Wir am UKE haben dazu mehrere Studien gemacht, so dass ich Ihnen dazu aus erster Hand Daten nennen kann. Wickeln im Sinne von Kompressionsbandagierungen ist nötig bei denjenigen Wunden, die als Folge einer Venenschwäche entstehen: den so genannten venösen Unterschenkelgeschwüren. Dabei gibt es aber zwei Riesenprobleme: In der Mehrheit der Fälle bekommen die Betroffenen gar keine Kompressionstherapie. Bundesweit erhalten nur etwa 40 Prozent der Betroffenen diese sehr einfache, aber effektive Therapie. Dadurch verlängern sich die Abheilungszeiten und manche Wunden bleiben über Jahre oder Jahrzehnte offen. Das ist schlichtweg Ausdruck einer nicht Leitlinien gerecht durchgeführten Therapie. Hier stehen vor allem die Ärzte in der Kritik, die ja die Aufgabe der Verordnung haben, nicht die Pflegenden. Wenn eine Bandagierung verordnet wurde - anfangs nimmt man in der Regel Bandagen, später auch Kompressionsstrümpfe - muss das natürlich auch richtig gemacht werden. Das Bandagieren machen aber Viele falsch, auch viele Pflegende, die sich in der Materie auskennen. Es wird nicht mit dem Druck gewickelt, der nötig wäre, um eine Entstauung herbeizuführen.

Was ist der Grund dafür, dass viele Ärzte keine Kompressionstherapie verordnen?

Wenn ich das genau wüsste! Wir haben anhand der Krankenkassendaten von neun Millionen Versicherten Gewissheit, dass die Kompressionstherapie zu wenig verordnet wird. Man sieht anhand der Daten auch regionale Unterschiede. Im Norden – vor allem in Bremen und Hamburg – wird die Kompressionstherapie viel häufiger gemacht als anderswo. Eine Rolle spielt dabei, denke ich, dass viele Ärzte nicht gut genug geschult sind im Krankheitsbild der venös bedingten Ulcera. Ein Problem könnte auch sein, dass Krankenkassen zuweilen monieren, dass Hilfsmittel zu oft verordnet werden. Ärzte scheuen dann vielleicht davor zurück, Kompressionstherapien zu verordnen.

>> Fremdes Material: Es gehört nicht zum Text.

PR #11158, opened 2026-04-22
member: prevent duplicate owner when customer email drifts

psincraian:
## Summary

Fixes a bug where correcting `customer.email` for an individual customer could leave the owner `Member`'s email stale, and the next portal sign-in would auto-create a second owner. Downstream, any call to `get_owner_by_customer_id` then raised `MultipleResultsFound`, surfacing as HTTP 500s to both the customer portal (`/{org}/portal/request` empty) and the backoffice "Generate Portal Link" action ("A network error occurred, Please try again later").

A small number of customers are currently affected in prod; the data cleanup is being handled out of band.

## Why the old sync didn't protect us

The two sync sites — `customer_service.update` and `customer_email_update.verify` — both looked up the owner scoped by the *pre-update* email:

- `customer/service.py` guarded `owner.email.lower() == old_email.lower()` and silently skipped sync on any drift.
- `customer_email_update/service.py` looked up via `get_by_customer_and_email(customer, old_email)` and returned `None` on any drift.

So if `owner.email` ever diverged from `customer.email` (typo at customer creation later corrected, whitespace, unrelated prior sync miss), the update was silently lost, and the next sign-in's email-based member lookup missed the stale owner and called `create_owner_member`, which deduped by `(customer_id, email)` — inserting a duplicate with the new email.

## What changed

- New `MemberService.sync_owner_email(session, customer)`: for individual customers, unconditionally mirrors `customer.email` to the single owner member (case-insensitive diff check, so no flap). Team customers are skipped — they legitimately have members with distinct emails.
- `customer_service.update` and `customer_email_update.verify` now call the helper instead of their own duplicated blocks.
- `MemberService.create_owner_member` now dedupes via `get_owner_by_customer_id` (by `customer_id`) instead of `get_by_customer_and_email` (by `(customer_id, email)`). A customer has at most one owner — drift should never produce a second row, regardless of whether sync was ever missed.
- `get_owner_by_customer_id` kept strict: still raises `MultipleResultsFound` on duplicates so the invariant violation stays loud.

## Test plan

- [x] `uv run pytest tests/member tests/customer/test_service.py tests/customer_email_update` — 177 passed
- [x] `uv run task lint_types` clean
- [ ] After merge + deploy: re-check the affected customers' portal sign-in and backoffice "Generate Portal Link" flows.

### DIFF
--- a/server/polar/customer/service.py
+++ b/server/polar/customer/service.py
@@ -343,7 +343,6 @@ class CustomerService:
     ) -> Customer:
         repository = CustomerRepository.from_session(session)
 
-        old_email = customer.email
         email_changed = False
 
         errors: list[ValidationError] = []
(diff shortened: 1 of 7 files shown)


frankie567 (approved):
Thank you for tackling this!

One thought: would it make sense to have a partial index on Member that enforces there is only a single "owner" for a given customer ID?

psincraian:
@frankie567  I think it's a nice addition 👍 I can do that in the next pr

PR #11164, opened 2026-04-22
Create non-org dependent deep links for the dashboard

sebastianekstrom:
It's often useful to link to specific parts of the dashboard, however to do that we always need to include the org slug otherwise the link will 404. E.g https://polar.sh/dashboard/acme-org/products.

This PR adds the ability to automatically deep link into a specific part of the dashboard without having to specify the org slug, e.g: https://polar.sh/to/dashboard/products which then redirects to https://polar.sh/dashboard/acme-org/products.

Examples:
* `/to/dashboard/products` → `/dashboard/acme-org/products`
* `/to/dashboard/products?foo=bar` → `/dashboard/acme-org/products?foo=bar`
* `/to/dashboard/products/checkout-links/123?foo=bar` → `/dashboard/acme-org/products/checkout-links/123?foo=bar`

### DIFF
--- a/clients/apps/web/src/app/(main)/to/[...path]/page.tsx
+++ b/clients/apps/web/src/app/(main)/to/[...path]/page.tsx
@@ -1,0 +1,38 @@
+import { getServerSideAPI } from '@/utils/client/serverside'
+import { getLastVisitedOrg } from '@/utils/cookies'
+import { getUserOrganizations } from '@/utils/user'
+import { cookies } from 'next/headers'
+import { redirect } from 'next/navigation'
+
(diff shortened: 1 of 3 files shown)


psincraian (approved):
Seems that the onboarding is taken into account! So, good to go 👍

pieterbeulque (commented):
Can I not convince you about doing a `/to/` top-level pathname instead of this magic? It's weird that when a organization slug conflicts with any top-level pathname, the redirect won't work only for them, and I think that can be odd.

sebastianekstrom:
@pieterbeulque fair point! I've updated the PR to use the new `/to/` prefix

PR #11168, opened 2026-04-22
events: Simplify parent resolution and move it to worker

Yopi:
1. Update pending_parent_id to parent_id if it exists
2. Set root_id where we have the full chain

Since we allow parent ingestion to happen after the child we can now move this to the worker to avoid doing heavy work in the ingestion flow.

This re-applies the tests from #11160 but simplifies the SQL and splits it into querying by id and external_id instead of an `OR` which forces postgres into a bitmap scan.

### DIFF
--- a/server/polar/event/repository.py
+++ b/server/polar/event/repository.py
@@ -11,6 +11,7 @@ from sqlalchemy import (
     ColumnExpressionArgument,
     Numeric,
     Select,
+    String,
     UnaryExpression,
     and_,
     asc,
@@ -23,6 +24,7 @@ from sqlalchemy import (
     or_,
     select,
     text,
+    update,
 )
 from sqlalchemy.dialects.postgresql import aggregate_order_by, insert
 from sqlalchemy.orm import aliased, joinedload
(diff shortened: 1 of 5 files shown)


server/polar/event/repository.py
```diff
@@ -111,6 +95,160 @@ async def insert_batch(
...
+            .values(parent_id=parent_1d.c.id, pending_parent_external_id=None)
+            .where(
+                Event.organization_id == parent_1d.c.organization_id,
+                Event.pending_parent_external_id.is_not(None),
+                Event.pending_parent_external_id == cast(parent_1d.c.id, String),
+                parent_1d.c.id.in_(inserted_ids),
+            )
+        )
+
+        walk_up_anchor = select(
```
Yopi: We're back here again, I'll think over the night if we can avoid doing this

frankie567 (approved):

Yopi:
@frankie567 I've gone a few rounds now 😮‍💨 . Do you mind giving me another pair of eyes?

frankie567 (approved):
Fingers crossed 😄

Eine große Herausforderung beim Wundmanagemeent stellen auch multiresistente Erreger dar. Für viele dieser Keime gibt es immer noch keine gut verträglichen Antibiotika. Müsste man neben organisatorischen Maßnahmen nicht die fast in Vergessenheit geratene Phagentherapie stärker fördern? Vor Erfindung der Antibiotika war das ja eine anerkannte Therapie.

Wir haben vor Jahren dazu sogar mal einen Experten aus Georgien, wo die Phagentherapie bis heute viel eingesetzt wird, zum Deutschen Wundkongress eingeladen. Ich sehe viele Ansätze für den Einsatz von Phagen. Es gibt aber viele regulatorische Probleme. Phagen sind in Deutschland nicht zugelassen und dürfen nur in Ausnahmefälle eingesetzt werden. Die rechtlichen Rahmenbedingungen erlauben auch keine schnelle Zulassung. Solange von der politischen Seite keine Bereitschaft da ist, die Rahmenbedingungen zu verbessern und die Forschung zu fördern, wird es die Phagentherapie schwer haben. Aus medizinischer Sicht ist sie eine vielversprechende Alternative, die vor allem auch noch billig ist.